▸ Exercise requirements
The task calls for every line of the data to be retyped exactly.

Source records
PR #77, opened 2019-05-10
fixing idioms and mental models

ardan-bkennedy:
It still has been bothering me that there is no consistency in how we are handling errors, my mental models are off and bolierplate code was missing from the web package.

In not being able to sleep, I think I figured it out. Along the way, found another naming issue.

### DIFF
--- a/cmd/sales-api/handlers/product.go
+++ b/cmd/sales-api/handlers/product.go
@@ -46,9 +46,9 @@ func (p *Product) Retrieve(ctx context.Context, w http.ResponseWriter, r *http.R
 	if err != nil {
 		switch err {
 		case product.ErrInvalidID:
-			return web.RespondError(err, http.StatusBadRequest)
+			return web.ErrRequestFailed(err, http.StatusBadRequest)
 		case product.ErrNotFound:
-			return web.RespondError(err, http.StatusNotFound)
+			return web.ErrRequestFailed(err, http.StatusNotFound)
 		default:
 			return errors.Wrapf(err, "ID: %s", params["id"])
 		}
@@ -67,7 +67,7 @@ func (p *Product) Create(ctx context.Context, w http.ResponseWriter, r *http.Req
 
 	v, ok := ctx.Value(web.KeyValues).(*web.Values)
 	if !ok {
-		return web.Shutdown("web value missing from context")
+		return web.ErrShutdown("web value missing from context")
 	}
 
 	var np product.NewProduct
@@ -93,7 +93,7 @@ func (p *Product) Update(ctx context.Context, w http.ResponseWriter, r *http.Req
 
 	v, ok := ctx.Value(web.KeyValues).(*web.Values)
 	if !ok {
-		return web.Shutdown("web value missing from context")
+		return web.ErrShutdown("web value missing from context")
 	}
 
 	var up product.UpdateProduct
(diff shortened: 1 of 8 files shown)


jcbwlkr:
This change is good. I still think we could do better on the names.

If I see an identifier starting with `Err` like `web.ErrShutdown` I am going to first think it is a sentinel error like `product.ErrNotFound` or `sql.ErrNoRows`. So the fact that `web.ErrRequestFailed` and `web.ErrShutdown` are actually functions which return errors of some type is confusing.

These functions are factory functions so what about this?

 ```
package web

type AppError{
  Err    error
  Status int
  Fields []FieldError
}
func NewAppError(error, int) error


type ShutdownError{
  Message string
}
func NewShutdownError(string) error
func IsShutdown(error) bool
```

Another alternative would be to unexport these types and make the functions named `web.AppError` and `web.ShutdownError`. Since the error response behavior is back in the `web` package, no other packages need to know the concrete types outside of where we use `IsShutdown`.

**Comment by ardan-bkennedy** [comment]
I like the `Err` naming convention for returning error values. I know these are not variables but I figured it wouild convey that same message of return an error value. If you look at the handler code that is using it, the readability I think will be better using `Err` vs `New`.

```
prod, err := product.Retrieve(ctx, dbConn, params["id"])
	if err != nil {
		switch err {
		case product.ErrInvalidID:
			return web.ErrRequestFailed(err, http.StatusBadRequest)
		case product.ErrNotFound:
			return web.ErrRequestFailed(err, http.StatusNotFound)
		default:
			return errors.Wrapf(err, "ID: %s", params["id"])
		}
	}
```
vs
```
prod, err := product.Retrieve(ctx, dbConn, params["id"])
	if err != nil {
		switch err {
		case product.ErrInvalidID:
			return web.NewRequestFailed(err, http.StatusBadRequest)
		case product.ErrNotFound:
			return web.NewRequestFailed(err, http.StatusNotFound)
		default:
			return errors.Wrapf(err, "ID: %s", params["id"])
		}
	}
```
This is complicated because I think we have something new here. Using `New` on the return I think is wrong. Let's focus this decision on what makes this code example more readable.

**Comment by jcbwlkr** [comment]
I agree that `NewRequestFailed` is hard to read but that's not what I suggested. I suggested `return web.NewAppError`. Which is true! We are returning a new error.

▸ Answer to this exercise
PR #77, opened 2019-05-10
fixing idioms and mental models

ardan-bkennedy:
It still has been bothering me that there is no consistency in how we are handling errors, my mental models are off and bolierplate code was missing from the web package.

In not being able to sleep, I think I figured it out. Along the way, found another naming issue.

### DIFF
--- a/cmd/sales-api/handlers/product.go
+++ b/cmd/sales-api/handlers/product.go
@@ -46,9 +46,9 @@ func (p *Product) Retrieve(ctx context.Context, w http.ResponseWriter, r *http.R
 	if err != nil {
 		switch err {
 		case product.ErrInvalidID:
-			return web.RespondError(err, http.StatusBadRequest)
+			return web.ErrRequestFailed(err, http.StatusBadRequest)
 		case product.ErrNotFound:
-			return web.RespondError(err, http.StatusNotFound)
+			return web.ErrRequestFailed(err, http.StatusNotFound)
 		default:
 			return errors.Wrapf(err, "ID: %s", params["id"])
 		}
@@ -67,7 +67,7 @@ func (p *Product) Create(ctx context.Context, w http.ResponseWriter, r *http.Req
 
 	v, ok := ctx.Value(web.KeyValues).(*web.Values)
 	if !ok {
-		return web.Shutdown("web value missing from context")
+		return web.ErrShutdown("web value missing from context")
 	}
 
 	var np product.NewProduct
@@ -93,7 +93,7 @@ func (p *Product) Update(ctx context.Context, w http.ResponseWriter, r *http.Req
 
 	v, ok := ctx.Value(web.KeyValues).(*web.Values)
 	if !ok {
-		return web.Shutdown("web value missing from context")
+		return web.ErrShutdown("web value missing from context")
 	}
 
 	var up product.UpdateProduct
(diff shortened: 1 of 8 files shown)


jcbwlkr:
This change is good. I still think we could do better on the names.

If I see an identifier starting with `Err` like `web.ErrShutdown` I am going to first think it is a sentinel error like `product.ErrNotFound` or `sql.ErrNoRows`. So the fact that `web.ErrRequestFailed` and `web.ErrShutdown` are actually functions which return errors of some type is confusing.

These functions are factory functions so what about this?

 ```
package web

type AppError{
  Err    error
  Status int
  Fields []FieldError
}
func NewAppError(error, int) error


type ShutdownError{
  Message string
}
func NewShutdownError(string) error
func IsShutdown(error) bool
```

Another alternative would be to unexport these types and make the functions named `web.AppError` and `web.ShutdownError`. Since the error response behavior is back in the `web` package, no other packages need to know the concrete types outside of where we use `IsShutdown`.

**Comment by ardan-bkennedy** [comment]
I like the `Err` naming convention for returning error values. I know these are not variables but I figured it wouild convey that same message of return an error value. If you look at the handler code that is using it, the readability I think will be better using `Err` vs `New`.

```
prod, err := product.Retrieve(ctx, dbConn, params["id"])
	if err != nil {
		switch err {
		case product.ErrInvalidID:
			return web.ErrRequestFailed(err, http.StatusBadRequest)
		case product.ErrNotFound:
			return web.ErrRequestFailed(err, http.StatusNotFound)
		default:
			return errors.Wrapf(err, "ID: %s", params["id"])
		}
	}
```
vs
```
prod, err := product.Retrieve(ctx, dbConn, params["id"])
	if err != nil {
		switch err {
		case product.ErrInvalidID:
			return web.NewRequestFailed(err, http.StatusBadRequest)
		case product.ErrNotFound:
			return web.NewRequestFailed(err, http.StatusNotFound)
		default:
			return errors.Wrapf(err, "ID: %s", params["id"])
		}
	}
```
This is complicated because I think we have something new here. Using `New` on the return I think is wrong. Let's focus this decision on what makes this code example more readable.

**Comment by jcbwlkr** [comment]
I agree that `NewRequestFailed` is hard to read but that's not what I suggested. I suggested `return web.NewAppError`. Which is true! We are returning a new error.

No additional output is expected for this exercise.